PR #2848, opened 2023-10-17
Fix Python 3.12 `DeprecationWarning`: `datetime.datetime.utcfromtimestamp()`

### LINKED ISSUE #2847: Python 3.12 `DeprecationWarning`: `datetime.datetime.utcfromtimestamp()`
On Python 3.12, I get
> E   DeprecationWarning: datetime.datetime.utcfromtimestamp() is deprecated and scheduled for removal in a future version. Use timezone-aware objects to represent datetimes in UTC: datetime.datetime.fromtimestamp(timestamp, datetime.UTC).

bersbersbers:
`utcfromtimestamp()` is deprecated in Python 3.12. Fixes #2847.

### DIFF
--- a/pyqtgraph/graphicsItems/DateAxisItem.py
+++ b/pyqtgraph/graphicsItems/DateAxisItem.py
@@ -23,7 +23,8 @@ if sys.platform == 'win32':
     def utcfromtimestamp(timestamp):
         return _epoch + timedelta(seconds=timestamp)
 else:
-    utcfromtimestamp = lambda timestamp: datetime.utcfromtimestamp(timestamp, UTC)
+    def utcfromtimestamp(timestamp):
+        return datetime.fromtimestamp(timestamp, UTC)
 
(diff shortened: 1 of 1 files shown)


j9ac9k:
Thanks for the PR @bersbersbers !

Is there a reason we can't remove the platform specific if-statement and just use `datetime.fromtimestamp(0, timezone.utc)` ?

bersbersbers:
> Is there a reason we can't remove the platform specific if-statement and just use `datetime.fromtimestamp(0, timezone.utc)` ?

I haven't tried, to be honest. The platform-specific code was there before, and in an effort to affect as little code as possible while on my phone, I did not touch that part.

bersbersbers:
(But feel free to edit/take over this PR.)

j9ac9k:
Taking a closer look, there could definitely be some room for cleanup; but that would involve a change that's far outside the scope of removing a deprecated method such as this PR aims to do.

This LGTM, thanks for the PR @bersbersbers !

........

> EXERCISE DETAILS: Every line that contains the string "reason" should be returned from the data.

> WRITTEN ANSWER:
Is there a reason we can't remove the platform specific if-statement and just use `datetime.fromtimestamp(0, timezone.utc)` ?
> Is there a reason we can't remove the platform specific if-statement and just use `datetime.fromtimestamp(0, timezone.utc)` ?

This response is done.